Fastai installation on MAC OS 10.13 CPU only

(Peter) #1


I do my work mostly with Tensorflow and Python 3.6.

As Jeremy suggest that PyTorch is really good for researchers, I wanted to to try it out with the standard install as roposed on the github URL

I did the following steps

git clone
cd fastai
conda env update -f environment-cpu.yml

this last step gives me the error

Using Anaconda API:
Fetching package metadata …
Solving package specifications:
NoPackagesFoundError: Dependency missing in current osx-64 channels:

  • pytorch >=0.2.0 -> mkl >=2018

Can anybody help here. I thought that pytorch will be part of the installation
Thanks for helping


(Ramesh Sampath) #2

Yes, but because the pytorch installation for Linux and OSX are different, Jeremy might not have added it in the environment file. You could install it directly via the instructions here - models are written assuming you have a GPU and lots of RAM (32 or 16+ GB?) These are not pre-requisites to give a test run, but running DL on CPU could be very frustrating . You might want to spin up machine in Paperspace or use Google CoLab (that provides free 12 hour GPU). There are other threads that go into detail on running them in those environments.

(Peter) #3

Hi Ramesh,

thanks for your input. I will try this path of separate install of pytorch.

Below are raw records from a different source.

PR #1308, opened 2026-08-07
(new core) fix: preserve app rows for implicit routed paths

joeinnes:
## What changed

- Restrict the routed tree fallback introduced in #1297 to requests that actually contain a correlated-path projection.
- Preserve the ordinary app-row terminal for routed queries whose tree paths come only from implicit reference closure.

## Root cause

In the past, I was able to do pretty much any DL with my CPU only (though lots of RAM) and it was kind of slow, but still doable. I will give it a try, then maybe I go Paperspace or build my own box

thanks again


Hi Peter,

Were you able to solve the problem in MAC?

I am facing a similar problem while trying to install fastai in MAC (CPU only).

Kind regards and many thanks in advance

(Seth) #5

I was able to get the no-gpu/cpu only version working using the provided environment-cpu.yml file.

I have a 2017 Macbook Pro w/3.1 GHz i7, 16GB of RAM, and 500GB SSD. Running lesson 1 took about an hour on my machine - with no other processes running.

Not sure how other lessons will compare, but 1 hour for CPU only versus a few seconds for GPU (as shown in the lesson video) isn’t a good tradeoff.

If you value your time, I recommend using one of the recommended deep learning GPU capable providers.